US

POETS’ CORNER

US
By US Desk
Fri, 10, 20

The term poetic license describes the the act by a writer or poet of changing facts or rules to make a story or poem more interesting or effective...


Thoughts

By Sidra Nasir

It reminds me of hope,

It left me in despair,

It makes me strong,

It makes me afraid,

In night’s crown,

In day’s slavery

In summer warmth

In autumn rain,

Meandering thoughts,

Follow my way

Every second of every day.

Hope

By Momina Hassan

Perhaps a single lantern may light the dark

Amidst cacophony of howls and barks

Perhaps a single melody may lead the path

Brace the warrior within yourself

Perhaps words cling onto dwell

Before the shades of silence fall

Perhaps now lift the curtains of melancholic chaos

Look upon the shards of glass

Perhaps the veils of facade

May hark the sirens of hope

Words are betrayals

By Faiza Nasir

From imagined fantasies,

To un-imagined truths

They are romanticized

They hurt us

They heal us

They steal us from us

Then, in melancholic retrospect,

They laugh on us

And leave our hearts abandoned awakened

Poetic license

The term poetic license describes the the act by a writer or poet of changing facts or rules to make a story or poem more interesting or effective.

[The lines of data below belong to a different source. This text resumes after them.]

Issue #4308, opened 2026-01-05
Fix and reintroduce flaky tests removed in #4307


AndrewSisley:
#4307

As a quick work-around to this problem we could just extend our testing framework to allow marking test cases as flaky. 
If the test fails the testing framework will retry multiple time (can be configured) until it passes.

Frameworks like [ginkgo](https://onsi.github.io/ginkgo/#repeating-spec-runs-and-managing-flaky-specs) actually allow marking tests as flaky.

islamaliev:
done long ago

PR #4582, opened 2026-02-25
test: Enable marking tests as flaky

islamaliev:
Resoves #4308 

Add `FlakeRetries` field to `TestCase` that signals to testing framework should retry the test multiple times.

Also uncomment current branchable-collection tests and mark the mas flaky.

## Tasks

## How has this been tested?

with integration tests

- MacOS


tests/integration/flake_retry.go
```diff
@@ -0,0 +1,100 @@
...
+
+func (f *flakeTestCapture) Fatalf(format string, args ...any) {
+	f.hasFailed = true
+	f.Logf(format, args...)
+	runtime.Goexit()
+}
+
+func (f *flakeTestCapture) Failed() bool {
+	return f.hasFailed
+}
```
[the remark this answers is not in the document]
islamaliev: Retries are sequential — each goroutine completes (`<-done`) before the next starts, and `flakeTestCapture` is local to each attempt. No concurrent access to `hasFailed`.

tests/integration/utils.go
```diff
@@ -211,21 +211,35 @@ func ExecuteTestCase(
...
+						st,
+						collectionNames,
+						testCase,
+						kms,
+						dbt,
+						ct,
+						documentACPType,
+					)
+					cancel()
+				}
```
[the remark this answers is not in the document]
islamaliev: Fixed — `cancel()` is now deferred.

tests/integration/flake_retry.go
```diff
@@ -0,0 +1,100 @@
...
+		ft := &flakeTestCapture{TB: t}
+		done := make(chan struct{})
+		go func() {
+			defer close(done)
+			run(ft)
+		}()
+		<-done
+		if !ft.hasFailed {
+			if attempt > 0 {
+				log.InfoContext(context.Background(),
```
AndrewSisley: suggestion: `t.Log()` might be slightly more appropriate in this file.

The term itself comes from Latin. Poetic derives from the Latin poeta, which means “poet” or “maker.” License comes from the Latin licentia, which means “to be permitted.” Basically, poetic license involves the departure of facts or even rules for language in order to create a different effect, usually dramatic, for a piece of work or speech.

The opening stanza of Percy Bysshe Shelley’s famous poem ‘To a Skylark’ is a good example of poetic license. It suggests that the skylark has flown almost all the way up to heaven. Shelley takes even more poetic license by claiming that the skylark is a spirit and not a bird.

Hail to thee, blithe Spirit!

Bird thou never wert,

That from heaven, or near it

Pourest thy full heart

In profuse strains of unpremeditated art.